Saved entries
<<<<
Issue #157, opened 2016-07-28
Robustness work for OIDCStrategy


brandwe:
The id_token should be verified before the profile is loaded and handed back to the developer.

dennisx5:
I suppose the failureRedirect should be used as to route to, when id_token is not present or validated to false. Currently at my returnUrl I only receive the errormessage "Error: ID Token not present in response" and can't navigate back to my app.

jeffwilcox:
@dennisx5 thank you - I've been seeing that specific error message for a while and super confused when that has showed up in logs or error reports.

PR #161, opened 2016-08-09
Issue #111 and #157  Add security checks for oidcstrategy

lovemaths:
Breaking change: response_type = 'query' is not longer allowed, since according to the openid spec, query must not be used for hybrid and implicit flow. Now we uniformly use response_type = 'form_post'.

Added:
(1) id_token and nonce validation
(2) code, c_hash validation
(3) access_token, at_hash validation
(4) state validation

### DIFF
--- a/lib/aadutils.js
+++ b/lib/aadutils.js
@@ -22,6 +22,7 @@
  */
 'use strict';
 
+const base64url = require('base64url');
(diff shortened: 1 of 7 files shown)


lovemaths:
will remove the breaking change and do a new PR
>>>>
<<<<
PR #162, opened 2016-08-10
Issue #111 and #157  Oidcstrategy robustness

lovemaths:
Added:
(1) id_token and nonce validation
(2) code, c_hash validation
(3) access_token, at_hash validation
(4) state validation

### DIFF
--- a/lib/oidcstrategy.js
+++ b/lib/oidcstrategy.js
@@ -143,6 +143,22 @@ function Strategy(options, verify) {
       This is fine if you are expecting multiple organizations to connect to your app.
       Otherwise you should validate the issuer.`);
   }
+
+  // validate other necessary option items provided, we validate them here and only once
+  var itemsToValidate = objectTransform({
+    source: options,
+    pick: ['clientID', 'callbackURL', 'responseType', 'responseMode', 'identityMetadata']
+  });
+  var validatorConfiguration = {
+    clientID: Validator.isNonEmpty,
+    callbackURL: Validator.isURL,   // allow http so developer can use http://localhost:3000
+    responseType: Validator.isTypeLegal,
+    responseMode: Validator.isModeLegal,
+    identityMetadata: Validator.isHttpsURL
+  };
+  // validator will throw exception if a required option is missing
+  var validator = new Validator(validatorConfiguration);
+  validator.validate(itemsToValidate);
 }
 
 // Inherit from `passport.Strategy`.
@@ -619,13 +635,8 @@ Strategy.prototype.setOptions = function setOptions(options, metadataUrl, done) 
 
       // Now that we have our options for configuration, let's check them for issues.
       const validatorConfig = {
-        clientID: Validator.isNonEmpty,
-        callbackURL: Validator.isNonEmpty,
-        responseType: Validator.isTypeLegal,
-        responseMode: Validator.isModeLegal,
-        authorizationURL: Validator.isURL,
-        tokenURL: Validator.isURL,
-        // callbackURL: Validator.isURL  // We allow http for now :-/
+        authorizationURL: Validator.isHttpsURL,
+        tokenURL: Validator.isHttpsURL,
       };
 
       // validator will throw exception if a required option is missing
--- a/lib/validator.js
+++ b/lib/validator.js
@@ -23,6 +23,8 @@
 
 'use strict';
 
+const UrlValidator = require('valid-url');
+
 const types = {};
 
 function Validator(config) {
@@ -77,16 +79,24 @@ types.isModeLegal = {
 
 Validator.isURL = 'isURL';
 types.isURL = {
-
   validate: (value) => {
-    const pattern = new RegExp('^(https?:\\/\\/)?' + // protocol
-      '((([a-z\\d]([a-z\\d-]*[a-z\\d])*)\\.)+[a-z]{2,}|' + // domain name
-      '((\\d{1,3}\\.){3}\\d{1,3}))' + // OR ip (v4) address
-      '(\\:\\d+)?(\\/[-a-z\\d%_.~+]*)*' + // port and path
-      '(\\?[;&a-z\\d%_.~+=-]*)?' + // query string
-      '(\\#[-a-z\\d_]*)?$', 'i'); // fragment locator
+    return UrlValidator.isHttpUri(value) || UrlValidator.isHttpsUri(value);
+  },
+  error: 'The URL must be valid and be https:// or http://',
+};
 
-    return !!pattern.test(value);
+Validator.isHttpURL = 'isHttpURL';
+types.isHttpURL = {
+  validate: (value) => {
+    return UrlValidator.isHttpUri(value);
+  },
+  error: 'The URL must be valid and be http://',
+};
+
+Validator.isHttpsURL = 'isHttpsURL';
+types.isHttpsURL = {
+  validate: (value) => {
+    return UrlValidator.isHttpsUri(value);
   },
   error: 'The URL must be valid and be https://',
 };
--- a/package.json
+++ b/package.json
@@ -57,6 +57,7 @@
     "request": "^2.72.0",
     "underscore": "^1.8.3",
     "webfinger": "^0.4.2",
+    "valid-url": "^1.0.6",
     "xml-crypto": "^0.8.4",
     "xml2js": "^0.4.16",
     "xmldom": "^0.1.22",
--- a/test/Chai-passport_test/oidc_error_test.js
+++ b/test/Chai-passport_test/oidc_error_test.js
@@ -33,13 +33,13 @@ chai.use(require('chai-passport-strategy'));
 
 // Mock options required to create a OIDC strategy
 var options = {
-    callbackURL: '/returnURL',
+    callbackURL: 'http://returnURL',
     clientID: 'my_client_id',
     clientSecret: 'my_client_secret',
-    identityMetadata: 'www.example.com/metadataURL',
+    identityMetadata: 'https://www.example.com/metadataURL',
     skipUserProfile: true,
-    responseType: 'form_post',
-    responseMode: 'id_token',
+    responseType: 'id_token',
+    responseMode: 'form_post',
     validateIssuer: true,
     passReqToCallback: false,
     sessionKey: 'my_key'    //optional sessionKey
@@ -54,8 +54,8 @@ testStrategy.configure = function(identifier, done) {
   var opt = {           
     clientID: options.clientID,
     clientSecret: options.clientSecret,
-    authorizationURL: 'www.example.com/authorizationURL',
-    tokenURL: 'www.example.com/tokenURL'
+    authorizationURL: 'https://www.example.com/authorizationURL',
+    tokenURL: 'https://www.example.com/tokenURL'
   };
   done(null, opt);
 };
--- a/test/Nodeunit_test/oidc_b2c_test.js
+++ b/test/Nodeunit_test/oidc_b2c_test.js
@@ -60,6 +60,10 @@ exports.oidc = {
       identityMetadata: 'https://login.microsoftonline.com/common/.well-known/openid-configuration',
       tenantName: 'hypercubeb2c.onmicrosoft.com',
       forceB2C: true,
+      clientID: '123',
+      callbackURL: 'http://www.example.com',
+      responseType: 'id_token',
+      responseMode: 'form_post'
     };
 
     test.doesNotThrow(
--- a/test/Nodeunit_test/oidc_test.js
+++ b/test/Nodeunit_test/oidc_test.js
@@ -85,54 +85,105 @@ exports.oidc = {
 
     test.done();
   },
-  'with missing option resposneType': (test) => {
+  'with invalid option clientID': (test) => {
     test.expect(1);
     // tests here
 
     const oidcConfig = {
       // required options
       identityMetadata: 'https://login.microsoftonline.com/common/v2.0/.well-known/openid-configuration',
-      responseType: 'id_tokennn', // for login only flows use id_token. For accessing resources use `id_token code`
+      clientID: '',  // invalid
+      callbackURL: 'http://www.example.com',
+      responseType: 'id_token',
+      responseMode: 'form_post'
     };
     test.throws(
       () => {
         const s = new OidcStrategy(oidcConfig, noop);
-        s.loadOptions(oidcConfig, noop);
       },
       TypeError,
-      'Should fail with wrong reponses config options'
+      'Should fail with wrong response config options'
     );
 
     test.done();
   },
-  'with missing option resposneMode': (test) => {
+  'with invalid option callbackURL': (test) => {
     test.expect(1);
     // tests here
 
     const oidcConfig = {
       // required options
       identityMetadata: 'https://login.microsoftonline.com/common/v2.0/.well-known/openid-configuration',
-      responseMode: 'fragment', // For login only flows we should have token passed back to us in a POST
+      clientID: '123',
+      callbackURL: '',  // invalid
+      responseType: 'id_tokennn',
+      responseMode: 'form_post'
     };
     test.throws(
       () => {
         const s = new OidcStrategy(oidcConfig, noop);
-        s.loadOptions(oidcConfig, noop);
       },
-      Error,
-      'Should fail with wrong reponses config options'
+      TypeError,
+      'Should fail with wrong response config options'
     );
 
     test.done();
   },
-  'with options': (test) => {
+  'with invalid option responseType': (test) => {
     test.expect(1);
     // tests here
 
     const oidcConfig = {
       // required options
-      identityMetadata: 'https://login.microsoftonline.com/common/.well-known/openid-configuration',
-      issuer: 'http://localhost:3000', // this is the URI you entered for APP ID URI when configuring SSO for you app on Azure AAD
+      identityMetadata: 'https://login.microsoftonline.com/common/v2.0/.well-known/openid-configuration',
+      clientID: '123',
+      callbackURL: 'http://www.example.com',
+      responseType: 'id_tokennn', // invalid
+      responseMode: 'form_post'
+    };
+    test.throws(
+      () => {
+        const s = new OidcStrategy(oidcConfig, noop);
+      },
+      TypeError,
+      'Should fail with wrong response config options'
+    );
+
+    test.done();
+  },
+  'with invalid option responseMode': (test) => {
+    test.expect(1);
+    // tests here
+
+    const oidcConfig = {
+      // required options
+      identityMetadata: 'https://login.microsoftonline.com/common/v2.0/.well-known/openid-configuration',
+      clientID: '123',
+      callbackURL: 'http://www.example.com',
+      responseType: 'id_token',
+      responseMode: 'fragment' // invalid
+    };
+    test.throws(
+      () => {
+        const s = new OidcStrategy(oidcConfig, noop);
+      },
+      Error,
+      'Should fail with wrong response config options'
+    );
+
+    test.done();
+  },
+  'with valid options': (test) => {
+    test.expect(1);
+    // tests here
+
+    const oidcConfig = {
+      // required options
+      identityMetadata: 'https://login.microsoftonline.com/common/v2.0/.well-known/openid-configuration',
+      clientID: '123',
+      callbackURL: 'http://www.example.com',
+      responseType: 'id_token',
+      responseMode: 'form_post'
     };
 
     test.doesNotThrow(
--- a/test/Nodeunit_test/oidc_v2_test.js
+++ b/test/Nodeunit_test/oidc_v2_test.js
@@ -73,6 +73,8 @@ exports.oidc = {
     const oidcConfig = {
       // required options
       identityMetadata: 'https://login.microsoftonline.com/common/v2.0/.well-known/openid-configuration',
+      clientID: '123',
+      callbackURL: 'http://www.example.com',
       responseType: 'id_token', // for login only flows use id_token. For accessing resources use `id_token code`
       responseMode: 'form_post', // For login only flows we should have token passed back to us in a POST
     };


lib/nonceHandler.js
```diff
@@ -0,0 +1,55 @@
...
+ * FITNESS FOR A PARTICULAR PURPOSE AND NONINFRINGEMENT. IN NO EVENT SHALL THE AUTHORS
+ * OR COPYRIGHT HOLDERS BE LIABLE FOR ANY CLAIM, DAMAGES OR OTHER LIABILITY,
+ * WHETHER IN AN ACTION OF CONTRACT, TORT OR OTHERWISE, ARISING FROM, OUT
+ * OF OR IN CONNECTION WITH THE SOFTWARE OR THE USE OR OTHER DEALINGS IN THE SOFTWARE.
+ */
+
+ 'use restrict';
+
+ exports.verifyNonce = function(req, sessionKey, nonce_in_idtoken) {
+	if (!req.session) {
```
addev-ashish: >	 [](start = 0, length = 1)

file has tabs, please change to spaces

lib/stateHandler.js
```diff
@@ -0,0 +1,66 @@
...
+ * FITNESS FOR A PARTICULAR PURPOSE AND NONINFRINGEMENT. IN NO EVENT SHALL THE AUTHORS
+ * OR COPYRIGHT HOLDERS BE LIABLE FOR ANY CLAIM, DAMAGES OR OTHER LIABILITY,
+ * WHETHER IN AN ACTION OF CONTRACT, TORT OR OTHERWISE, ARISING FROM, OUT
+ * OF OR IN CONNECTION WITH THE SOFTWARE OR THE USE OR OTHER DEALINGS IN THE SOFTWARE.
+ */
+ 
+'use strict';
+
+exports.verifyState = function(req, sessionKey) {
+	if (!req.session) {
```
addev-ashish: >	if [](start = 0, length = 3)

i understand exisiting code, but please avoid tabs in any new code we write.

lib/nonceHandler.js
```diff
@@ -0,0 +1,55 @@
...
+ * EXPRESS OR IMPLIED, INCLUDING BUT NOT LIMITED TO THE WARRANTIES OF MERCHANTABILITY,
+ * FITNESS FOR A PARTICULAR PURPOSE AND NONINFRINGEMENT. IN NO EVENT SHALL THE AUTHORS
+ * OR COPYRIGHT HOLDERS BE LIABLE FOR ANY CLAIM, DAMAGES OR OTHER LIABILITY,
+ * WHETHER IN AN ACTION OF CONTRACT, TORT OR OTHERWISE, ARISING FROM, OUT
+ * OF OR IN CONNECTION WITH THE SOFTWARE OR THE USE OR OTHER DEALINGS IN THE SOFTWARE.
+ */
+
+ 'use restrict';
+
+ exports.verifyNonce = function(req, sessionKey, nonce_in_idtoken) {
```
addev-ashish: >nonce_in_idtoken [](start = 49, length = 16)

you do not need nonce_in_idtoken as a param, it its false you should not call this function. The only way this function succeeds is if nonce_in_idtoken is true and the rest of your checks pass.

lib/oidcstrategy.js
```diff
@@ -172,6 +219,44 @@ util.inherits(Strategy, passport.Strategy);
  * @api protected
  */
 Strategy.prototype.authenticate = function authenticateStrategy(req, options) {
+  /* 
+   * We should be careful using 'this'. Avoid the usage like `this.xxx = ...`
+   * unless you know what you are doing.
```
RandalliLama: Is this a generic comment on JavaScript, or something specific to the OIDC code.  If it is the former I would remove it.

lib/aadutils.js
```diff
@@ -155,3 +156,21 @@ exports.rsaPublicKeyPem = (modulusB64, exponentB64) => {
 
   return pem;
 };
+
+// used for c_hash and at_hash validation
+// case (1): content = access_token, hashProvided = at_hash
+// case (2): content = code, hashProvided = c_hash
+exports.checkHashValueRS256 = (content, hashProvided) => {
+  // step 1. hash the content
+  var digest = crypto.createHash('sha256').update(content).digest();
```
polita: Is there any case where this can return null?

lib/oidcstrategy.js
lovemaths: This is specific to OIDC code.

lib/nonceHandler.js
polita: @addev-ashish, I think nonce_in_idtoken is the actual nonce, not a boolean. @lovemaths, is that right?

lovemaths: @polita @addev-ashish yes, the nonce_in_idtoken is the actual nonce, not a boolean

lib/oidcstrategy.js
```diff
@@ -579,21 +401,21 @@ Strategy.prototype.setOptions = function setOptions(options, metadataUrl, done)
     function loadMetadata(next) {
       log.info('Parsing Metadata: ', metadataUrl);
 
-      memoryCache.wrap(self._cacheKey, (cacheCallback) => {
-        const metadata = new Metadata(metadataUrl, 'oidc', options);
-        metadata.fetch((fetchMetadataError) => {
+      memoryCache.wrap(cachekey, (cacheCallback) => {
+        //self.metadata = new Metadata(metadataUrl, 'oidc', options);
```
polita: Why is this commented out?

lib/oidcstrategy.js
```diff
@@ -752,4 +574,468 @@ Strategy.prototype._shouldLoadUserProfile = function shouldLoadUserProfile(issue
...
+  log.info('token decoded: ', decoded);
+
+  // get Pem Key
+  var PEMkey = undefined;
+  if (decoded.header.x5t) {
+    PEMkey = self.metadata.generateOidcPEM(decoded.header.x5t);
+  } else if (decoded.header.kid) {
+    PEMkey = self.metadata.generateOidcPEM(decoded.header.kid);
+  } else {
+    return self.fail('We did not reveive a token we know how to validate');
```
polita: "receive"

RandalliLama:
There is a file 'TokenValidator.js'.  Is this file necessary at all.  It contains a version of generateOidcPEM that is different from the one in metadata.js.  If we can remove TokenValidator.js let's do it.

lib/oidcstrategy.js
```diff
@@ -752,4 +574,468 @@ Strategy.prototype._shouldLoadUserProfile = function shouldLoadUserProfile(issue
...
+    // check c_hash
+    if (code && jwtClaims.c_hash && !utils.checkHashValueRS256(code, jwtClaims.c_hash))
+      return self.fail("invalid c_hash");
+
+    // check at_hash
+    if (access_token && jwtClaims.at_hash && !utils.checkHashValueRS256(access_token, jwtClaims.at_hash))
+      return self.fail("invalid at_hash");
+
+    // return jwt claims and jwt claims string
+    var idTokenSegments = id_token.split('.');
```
>>>>
<<<<
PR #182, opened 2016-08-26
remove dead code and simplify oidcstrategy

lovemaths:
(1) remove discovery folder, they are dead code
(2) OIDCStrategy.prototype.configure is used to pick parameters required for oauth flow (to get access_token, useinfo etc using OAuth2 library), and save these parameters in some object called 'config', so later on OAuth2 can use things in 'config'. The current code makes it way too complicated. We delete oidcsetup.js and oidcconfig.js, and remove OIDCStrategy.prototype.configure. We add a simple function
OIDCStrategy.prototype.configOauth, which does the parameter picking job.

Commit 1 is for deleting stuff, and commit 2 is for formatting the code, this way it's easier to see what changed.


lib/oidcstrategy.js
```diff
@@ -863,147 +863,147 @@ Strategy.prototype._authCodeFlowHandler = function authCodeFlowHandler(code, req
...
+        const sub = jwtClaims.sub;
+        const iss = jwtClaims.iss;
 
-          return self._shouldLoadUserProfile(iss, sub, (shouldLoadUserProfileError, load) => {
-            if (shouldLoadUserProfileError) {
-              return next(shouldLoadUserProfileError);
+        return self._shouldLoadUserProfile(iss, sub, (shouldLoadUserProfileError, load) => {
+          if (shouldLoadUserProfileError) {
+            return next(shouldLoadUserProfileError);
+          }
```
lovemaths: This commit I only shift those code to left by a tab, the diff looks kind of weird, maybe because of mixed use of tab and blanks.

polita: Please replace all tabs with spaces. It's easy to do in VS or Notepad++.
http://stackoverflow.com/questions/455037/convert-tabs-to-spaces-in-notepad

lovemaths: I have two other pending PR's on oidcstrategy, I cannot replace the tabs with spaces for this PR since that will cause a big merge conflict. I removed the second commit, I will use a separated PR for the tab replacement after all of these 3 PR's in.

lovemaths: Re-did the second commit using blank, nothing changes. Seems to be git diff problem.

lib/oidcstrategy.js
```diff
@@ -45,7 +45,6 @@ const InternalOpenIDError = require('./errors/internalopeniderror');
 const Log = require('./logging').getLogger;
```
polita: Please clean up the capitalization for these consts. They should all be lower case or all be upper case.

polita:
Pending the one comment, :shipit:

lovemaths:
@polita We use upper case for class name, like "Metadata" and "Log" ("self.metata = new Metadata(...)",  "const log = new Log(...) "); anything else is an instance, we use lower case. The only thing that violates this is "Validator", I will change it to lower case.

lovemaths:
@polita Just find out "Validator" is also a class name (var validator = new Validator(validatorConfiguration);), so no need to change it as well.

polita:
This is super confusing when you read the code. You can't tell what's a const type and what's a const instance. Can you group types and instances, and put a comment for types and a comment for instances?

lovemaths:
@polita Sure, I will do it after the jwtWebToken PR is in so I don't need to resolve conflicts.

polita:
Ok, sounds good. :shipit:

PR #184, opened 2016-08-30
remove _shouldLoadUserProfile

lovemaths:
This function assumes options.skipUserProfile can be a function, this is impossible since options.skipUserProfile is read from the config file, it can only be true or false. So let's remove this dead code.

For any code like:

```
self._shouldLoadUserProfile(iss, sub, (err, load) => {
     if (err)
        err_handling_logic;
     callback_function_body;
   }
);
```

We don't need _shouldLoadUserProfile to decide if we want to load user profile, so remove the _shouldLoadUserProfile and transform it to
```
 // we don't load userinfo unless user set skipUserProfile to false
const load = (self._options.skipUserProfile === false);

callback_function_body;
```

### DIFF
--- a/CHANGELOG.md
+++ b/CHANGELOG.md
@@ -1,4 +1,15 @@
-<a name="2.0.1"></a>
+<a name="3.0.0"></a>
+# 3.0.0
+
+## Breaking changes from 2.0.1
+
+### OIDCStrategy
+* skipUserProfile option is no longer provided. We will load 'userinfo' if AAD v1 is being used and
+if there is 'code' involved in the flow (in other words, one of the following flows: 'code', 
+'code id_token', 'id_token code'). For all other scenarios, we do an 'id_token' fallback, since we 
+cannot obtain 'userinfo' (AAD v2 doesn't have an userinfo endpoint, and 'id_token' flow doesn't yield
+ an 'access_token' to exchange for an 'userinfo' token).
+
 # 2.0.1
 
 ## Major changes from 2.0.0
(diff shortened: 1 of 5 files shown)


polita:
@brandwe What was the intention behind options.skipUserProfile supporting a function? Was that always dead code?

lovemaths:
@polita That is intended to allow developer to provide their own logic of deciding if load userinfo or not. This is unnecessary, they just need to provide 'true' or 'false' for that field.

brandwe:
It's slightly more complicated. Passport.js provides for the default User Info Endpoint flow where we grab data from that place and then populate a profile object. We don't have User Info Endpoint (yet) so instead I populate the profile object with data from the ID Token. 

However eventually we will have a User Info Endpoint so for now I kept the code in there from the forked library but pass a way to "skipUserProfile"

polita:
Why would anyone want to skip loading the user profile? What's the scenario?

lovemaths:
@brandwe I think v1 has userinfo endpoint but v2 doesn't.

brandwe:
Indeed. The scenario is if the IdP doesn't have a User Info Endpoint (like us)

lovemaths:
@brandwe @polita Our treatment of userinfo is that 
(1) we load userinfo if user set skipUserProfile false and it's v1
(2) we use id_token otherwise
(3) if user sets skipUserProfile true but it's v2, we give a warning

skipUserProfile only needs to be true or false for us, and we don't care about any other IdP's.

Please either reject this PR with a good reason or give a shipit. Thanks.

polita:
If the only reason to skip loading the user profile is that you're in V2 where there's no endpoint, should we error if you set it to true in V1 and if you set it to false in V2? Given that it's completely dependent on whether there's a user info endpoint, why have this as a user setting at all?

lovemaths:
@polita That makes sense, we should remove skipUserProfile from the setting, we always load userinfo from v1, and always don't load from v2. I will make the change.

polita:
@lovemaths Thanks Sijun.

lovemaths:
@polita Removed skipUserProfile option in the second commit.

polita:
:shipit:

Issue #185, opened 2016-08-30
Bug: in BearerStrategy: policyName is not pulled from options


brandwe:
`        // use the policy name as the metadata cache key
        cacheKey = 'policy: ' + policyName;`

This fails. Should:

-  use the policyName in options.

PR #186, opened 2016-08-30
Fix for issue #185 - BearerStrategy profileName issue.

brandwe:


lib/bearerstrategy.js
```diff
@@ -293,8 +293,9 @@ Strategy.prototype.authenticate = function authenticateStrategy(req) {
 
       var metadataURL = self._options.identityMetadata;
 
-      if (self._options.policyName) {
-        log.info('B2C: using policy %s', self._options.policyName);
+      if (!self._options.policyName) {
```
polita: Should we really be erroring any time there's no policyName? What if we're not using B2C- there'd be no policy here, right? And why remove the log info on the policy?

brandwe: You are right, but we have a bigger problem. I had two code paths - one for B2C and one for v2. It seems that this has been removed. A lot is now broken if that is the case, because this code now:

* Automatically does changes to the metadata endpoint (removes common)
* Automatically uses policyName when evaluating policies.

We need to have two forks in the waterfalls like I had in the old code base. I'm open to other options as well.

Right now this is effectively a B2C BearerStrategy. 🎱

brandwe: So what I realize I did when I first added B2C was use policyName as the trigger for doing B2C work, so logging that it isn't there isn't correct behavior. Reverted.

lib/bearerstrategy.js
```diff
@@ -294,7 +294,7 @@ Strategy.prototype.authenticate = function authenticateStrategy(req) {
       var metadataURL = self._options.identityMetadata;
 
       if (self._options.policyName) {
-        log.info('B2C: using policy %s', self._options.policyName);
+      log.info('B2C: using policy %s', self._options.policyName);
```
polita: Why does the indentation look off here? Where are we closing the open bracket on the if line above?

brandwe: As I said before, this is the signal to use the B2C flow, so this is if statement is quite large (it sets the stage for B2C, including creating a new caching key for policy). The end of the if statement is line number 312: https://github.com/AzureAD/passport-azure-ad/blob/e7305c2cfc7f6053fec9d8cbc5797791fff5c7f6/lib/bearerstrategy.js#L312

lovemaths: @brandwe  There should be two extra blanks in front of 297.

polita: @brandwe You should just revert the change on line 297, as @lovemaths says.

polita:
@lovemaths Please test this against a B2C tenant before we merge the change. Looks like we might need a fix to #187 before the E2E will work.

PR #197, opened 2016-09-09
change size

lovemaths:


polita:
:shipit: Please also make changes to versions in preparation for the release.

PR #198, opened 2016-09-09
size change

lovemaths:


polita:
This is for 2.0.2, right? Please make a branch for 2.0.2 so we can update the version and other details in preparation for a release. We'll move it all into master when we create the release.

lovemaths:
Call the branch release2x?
>>>>
Directions for this task: Copy out each line of the data that holds the string "cacheCallback".

Task response:
-      memoryCache.wrap(self._cacheKey, (cacheCallback) => {
+      memoryCache.wrap(cachekey, (cacheCallback) => {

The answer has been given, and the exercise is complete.